Find most widely held works either by or about them

  • Starting point is red list
    • Have name of person
    • OpenRefine code looks for matches within WorldCAT identities and supplies link back as well of number holdings--can be written back into red list
  • Lists are generated by bot called listeria--uses SPARQL query to generate list--once set up no intervention required by human to maintain the list
    • Helps provide direction for people using the lists--helps provide more systematic way of addressing the gaps
    • More to do quantitatively to address gaps
    • Integrating more with WorldCat--provide with where they can get sources and hasn’t been done before
  • Question: VIAF identifier added to Wikidata will pull WorldCat Identities?
    • Yes, better to have both VIAF and LCCN to pull WorldCat Identity in
    • Gives you OpenRefine list--can do more targeted matching and searching; much more you can do once you have the OPenRefine list
  • Question: When entering search, have you encountered casing to be an issue--lower and upper case?
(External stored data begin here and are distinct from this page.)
PR #272, opened 2020-01-18
LayersPanel Restoration with ListModel

giacomoalbe:
This PR's goal is to reconnect the LayersPanel with the canvas again.

This implementation does use the `ListModel` approach to handle list update and sync with the canvas.

This enables a better separation of concerns between the various parts involved in the process (the canvas, the panel, the event bus) so that mixed code can be avoided as much as possible.

Right now is possible to create items in the canvas which are not bound nor belong to any `Artboard`.

When we'll introduce the `Artboard` management in the app, we should take care of differentiating the actual item delegate (the widget present in the LayerPanel list) between the 2 possible values (the `Layer` and the `Artboard`).

Each new layer is added on top of the other, in order to reflect the z-index ordering in the canvas in the LayersPanel as well.

## Steps to Test
Just add or remove items in the canvas, they should appear in the LayersPanel.

- Everything related to D&D and layers exchange between Artboard is not working (since we don't have Artboards yet) and may cause crashed. One possible solution would be to prevent drag dropping or to enable it only for z-ordering between layers.

- What does it mean to "lock" a panel? Prevent it from being selected?

- [x] Item insertion on the canvas layer sync
- [x] Item deletion on the canvas layer sync
- [x] Item visibility toggle
- [x] Item (layer)name change
- [x] Layer deleted causes item to be deleted
- [x] Selected item on canvas is in sync with selected layer
- [x] Hover effect on canvas is in sync with Hover item in LayersPanel
- [x] Layers in panel have zebra's stripes effect
- [x] Property `locked` on item prevents it from being _interacted with_ within the canvas


giacomoalbe:
That's what I'm currently working! I need your help and feedback in order to understand where to "stop" this PR (I just don't want it to become too big). Thanks!

albfan:
@giacomo locks means not move or resize.

giacomoalbe:
Ok, so it enough to add a property to `CanvasItem` (locked) to prevent selection in case it's true. Thanks!

Alecaddd:
> Ok, so it enough to add a property to `CanvasItem` (locked) to prevent selection in case it's true. Thanks!

Correct. A locked item is an item that can't be moved, selected, hovered, or interacted with in any way.
If the item is currently selected, and it gets locked, it should be removed from the list of selected items.

src/Layouts/Partials/Layer.vala
```diff
@@ -83,24 +85,23 @@ public class Akira.Layouts.Partials.Layer : Gtk.ListBoxRow {
 
     // public Akira.Shape shape { get; construct; }
```
Alecaddd: I think this is an old leftover, it can be removed.

src/Layouts/Partials/Layer.vala
```diff
@@ -551,6 +578,15 @@ public class Akira.Layouts.Partials.Layer : Gtk.ListBoxRow {
...
         activate ();
+
+        var new_label = entry.get_text ();
+
+        if (label.label == new_label) {
+            return;
+        }
+
+        label.label = new_label;
+        model.name = new_label;
```
Alecaddd: I think here you can do `label.label = mode.name = new_label;`

src/Models/LayerModel.vala
```diff
@@ -0,0 +1,76 @@
+/*
+* Copyright (c) 2019 Alecaddd (https://alecaddd.com)
```
Alecaddd: `2019-2020`

src/Models/LayerModel.vala
```diff
@@ -0,0 +1,76 @@
...
+        Akira.Models.ListModel list_model
+    ) {
+        Object (
+            item: item,
+            list_model: list_model
+        );
+    }
+
+    construct {
+    }
```
Alecaddd: You can remove the constructor method if you don't need it.

src/Layouts/Partials/LayersPanel.vala
```diff
@@ -49,17 +52,41 @@ public class Akira.Layouts.Partials.LayersPanel : Gtk.ListBox {
...
+        // real items and the layers panel only knows items model
+        item_model_map.@set (new_item.id, model);
+
+        show_all ();
+    }
+
+    private void on_item_deleted (Lib.Models.CanvasItem item_to_delete) {
+        var model_to_delete = item_model_map.@get (item_to_delete.id);
+
+        list_model.remove_item.begin (model_to_delete);
```
Alecaddd: Let's keep the variable names as simple and consistent as possible.
We can call those simply `item` and `model` as we don't need to be that specific inside an already eloquent method.

src/Lib/Managers/ItemsManager.vala
```diff
@@ -110,6 +113,11 @@ public class Akira.Lib.Managers.ItemsManager : Object {
         items.append (item);
     }
 
+    public void on_request_delete_item (Lib.Models.CanvasItem item_to_delete) {
+        item_to_delete.delete ();
+        canvas.window.event_bus.item_deleted (item_to_delete);
+    }
```
Alecaddd: Same thing here for the variable name, just call it `item`.

src/Layouts/Partials/Layer.vala
giacomoalbe: Ok!

src/Layouts/Partials/Layer.vala
giacomoalbe: Done! Thanks for the suggestion, I was not aware of this Vala feature (guess it's more of a C family thing, btw)

src/Models/LayerModel.vala
giacomoalbe: Sure

giacomoalbe: (Also I think we should update the Copyright notice in almost any new file. Could this be done automatically? Better a separate PR)

src/Layouts/Partials/LayersPanel.vala
giacomoalbe: Sure, I will do the same if it happens again!

src/Lib/Managers/ItemsManager.vala
giacomoalbe: Sure, as before!

src/Models/LayerModel.vala
giacomoalbe: Done!

giacomoalbe:
We have a problem with image items, since they are not created in the same way as other elements, so they cannot be inserted on the Canvas with a keyboard shortcut & they do not update the EventBus accordingly. 

Since the only connection between the `Canvas` and the `LayersPanel` which is missing is the `CanvasItem`, I think I won't add it to this PR and I'll create a new PR with the image insertion logic moved in the right place (which would be the `ItemsManager`) and also link image creation/deletion with the `LayersPanel`.

What do you think?

giacomoalbe:
I'd like to discuss a bit how to handle clicking on an item wrt LayersPanel:

* What happens when I click on an item in the `Canvas`?
__Proposed Solution__: in the layers panel, the correspondent item gets selected, so the orange badge it's added to the `LayerItem` in the list
* What happens when I click on a Layer in the LayerPanel? 
__Proposed Solution__: in the `Canvas` the item becomes selected (current selection is replaced with this new item) and it is centered in the view (in the same way it's would be with the `Ctrl 0` shortcut or similar)

I'll update this comment with other question related to `Canvas - LayersPanel` relative actions.

Alecaddd:
Sounds good for the image item.

Another thing I want to implement at a later time is the ability to draw the area where the image will be uploaded, like drawing a rectangle and then importing the image that will take the place and size of that rectangle. But that's for a future PR of course.

Sounds good for both later and item selection, except for centering the canvas.
Better not jump around the canvas at every selection as it can be visually jarring.
The user will be able to do it with the shortcuts.

Something nice to have if it's not hard, otherwise we can do it in another PR are:
- When hovering over a layer, the canvas item gets the hover effect.
- When a canvas item gets the hover effect, a similar effect highlights the layer.
- When selecting a canvas item, the layers panel scrolls (without animation) to the selected layer.

giacomoalbe:
> Sounds good for the image item.

Ok, copy! Next PR would be this one. 

> Another thing I want to implement at a later time is the ability to draw the area where the image will be uploaded, like drawing a rectangle and then importing the image that will take the place and size of that rectangle. But that's for a future PR of course.

Yes this could be nice, given that we respect its size ratio. 

> Sounds good for both later and item selection, except for centering the canvas.
> Better not jump around the canvas at every selection as it can be visually jarring.
> The user will be able to do it with the shortcuts.

Ok no centering. 


> Something nice to have if it's not hard, otherwise we can do it in another PR are:
> 
> * When hovering over a layer, the canvas item gets the hover effect.

Totally feasible

> * When a canvas item gets the hover effect, a similar effect highlights the layer.

Again totally feasible. What does hovering on the layer item mean? Bold layer name? Or maybe some kind of different background? 

> * When selecting a canvas item, the layers panel scrolls (without animation) to the selected layer.
Well, I don't think this is going to require little time, right now I'm not testing it with more than 10/15 items, so scrolling is not necessary. 
I think we can leave this for a next more focused PR.

Alecaddd:
Perfect 👍

Alecaddd:
For the hover effect on layers panel, I'd like the same effect we're using on the canvas item, a blue bordered rectangle.the layers panel has an overlay which allows us to draw things on top.

giacomoalbe:
This PR is big enough even without the canvas - layer panel z-index sync. So I'll stop it here and open a new one for those remaining stuff.

src/Layouts/Partials/Layer.vala
```diff
@@ -587,7 +649,8 @@ public class Akira.Layouts.Partials.Layer : Gtk.ListBoxRow {
                 button_hidden.get_style_context ().remove_class ("show");
             }
 
-            item.visibility = active ? Goo.CanvasItemVisibility.INVISIBLE: Goo.CanvasItemVisibility.VISIBLE;
+            model.visibility = !active;
+            //item.visibility = active ? Goo.CanvasItemVisibility.INVISIBLE: Goo.CanvasItemVisibility.VISIBLE;
 
             icon_visible.visible = active;
             icon_visible.no_show_all = ! active;
```
Alecaddd: Remove the space

src/Layouts/Partials/Layer.vala
```diff
@@ -587,7 +649,8 @@ public class Akira.Layouts.Partials.Layer : Gtk.ListBoxRow {
                 button_hidden.get_style_context ().remove_class ("show");
             }
 
-            item.visibility = active ? Goo.CanvasItemVisibility.INVISIBLE: Goo.CanvasItemVisibility.VISIBLE;
+            model.visibility = !active;
+            //item.visibility = active ? Goo.CanvasItemVisibility.INVISIBLE: Goo.CanvasItemVisibility.VISIBLE;
```
Alecaddd: Remove the comment if not needed

data/css/layer.css
```diff
@@ -23,9 +26,16 @@
...
 .layer.even:focus,
 .layer.even:selected {
+    border: 1px solid shade (@bg_color, 1);
     background-color: shade (@bg_color, 1);
 }
 
+/* Hovered */
+.layer.hovered,
+.layer.even.hovered {
+  border: 1px solid #41c9fd;
```
Alecaddd: define a variable for this color since it's the primary hovering color we'll be using throughout the app.

src/Layouts/Partials/Layer.vala
```diff
@@ -472,32 +507,50 @@ public class Akira.Layouts.Partials.Layer : Gtk.ListBoxRow {
...
+            });
+
+            if (layer_group != null) {
+                artboard.container.selection_mode = Gtk.SelectionMode.NONE;
+                artboard.container.unselect_row (layer_group);
             }
 
-            activate ();
+            //activate ();
+            //window.main_window.right_sidebar.layers_panel.selection_mode = Gtk.SelectionMode.NONE;
```
Alecaddd: Leftover comment?

src/Layouts/Partials/Layer.vala
```diff
@@ -472,32 +507,50 @@ public class Akira.Layouts.Partials.Layer : Gtk.ListBoxRow {
...
+
+        return false;
+    }
+
+    public bool on_key_release_event (Gdk.EventKey event) {
+        switch (event.keyval) {
+            case Gdk.Key.Delete:
+                window.event_bus.request_delete_item (model.item);
+                break;
+            default:
```
Alecaddd: No need for a default if there's nothing to declare.

src/Lib/Managers/ItemsManager.vala
```diff
@@ -39,7 +39,7 @@ public class Akira.Lib.Managers.ItemsManager : Object {
     public ItemsManager (Akira.Lib.Canvas canvas) {
         Object (
             canvas: canvas
-        );
+            );
```
Alecaddd: wrong indentation

src/Lib/Managers/ItemsManager.vala
```diff
@@ -120,24 +128,8 @@ public class Akira.Lib.Managers.ItemsManager : Object {
             border_color,
             fill_color,
             root
-        );
+            );
```
Alecaddd: same here

src/Models/LayerModel.vala
```diff
@@ -0,0 +1,78 @@
...
+        }
+    }
+
+    public string icon {
+        get {
+            return item.layer_icon;
+        }
+    }
+
+    public bool? visibility {
```
Alecaddd: Vala warning:
`warning: Type 'bool?' can not be used for a GLib.Object property`
Are we expecting anything else other than a boolean value here?
Also, maybe it would make more sense call this `is_visible`

src/Models/LayerModel.vala
```diff
@@ -0,0 +1,78 @@
...
+            return item.visibility == Goo.CanvasItemVisibility.VISIBLE;
+        }
+        set {
+            item.visibility = value
+                ? Goo.CanvasItemVisibility.VISIBLE
+                : Goo.CanvasItemVisibility.INVISIBLE;
+        }
+    }
+
+    public bool? locked {
```
Alecaddd: Same Vala warning here, and maybe we could call this `is_locked`

data/css/layer.css
giacomoalbe: Done

src/Layouts/Partials/Layer.vala
giacomoalbe: Well, kinda. It is something related to artboards selection or something, so I'm not totally sure what was the purpose of it. Nevertheless, when we'll tackle the artboard thing we'll account for this, now I simply remove it.

src/Models/LayerModel.vala
giacomoalbe: We are actually expecting a bool, but the problem is that a bool cannot be used as a property. That's why I used a `bool?` which can be used as a property, despite the warning. As you can see I'm also making use of setter and getter to update the item behind the model correcly, with a normal property getter and setter. That is to avoid using directly `model.item.locked` or `model.item.visibility`.

Actually the warning (which is build only) states something that's not completely true, since I'm using those as properties even though they _aren't supposed_ to be working as properties. It's very strange. I think that changing that would require a lot of hackish code, I'd rather stay with this warning and maybe ask help on the Gtk Discourse forum on how to get through this issue (this might also trigger a Vala change somewhere). What do you think? Alternative solution?

Wrt naming, I totally agree with you, we can change them, no problem.

src/Models/LayerModel.vala
giacomoalbe: Ok

src/Models/LayerModel.vala
Alecaddd: I did some research and talked with the Vala maintainer.
This was actually fixed in a recent patch landed in September: https://git.launchpad.net/vala/commit/?id=4e695a4e374df741859651f62e9a554f55991aac

So, future versions of Vala will remove this warning.
Good stuff!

A space and no space for non-Roman names?
    • Case doesn’t matter in OpenRefine default matching
    • OpenRefine doing the search based on LCCN and VIAF not name
    • Sometimes may need to provide transliteration for Cyrilic names to find in WorldCat Identities
    • Karen: Worldcat Identities shows non-Latin script forms as “alternative forms” always better to search with identifiers
  • Would like future Affinity Group session on Listeria
    • Listeria video tutorial: https://www.youtube.com/watch?v=STLPy6kpukI
  • Code available in Github--hope people will find creative ways to use it; would welcome hearing from you if you make use of it
  • Interest by other project, but waiting for person to get involved
    • Shared with Art+Feminism
    • Hope to get the word out about Worldcat Identities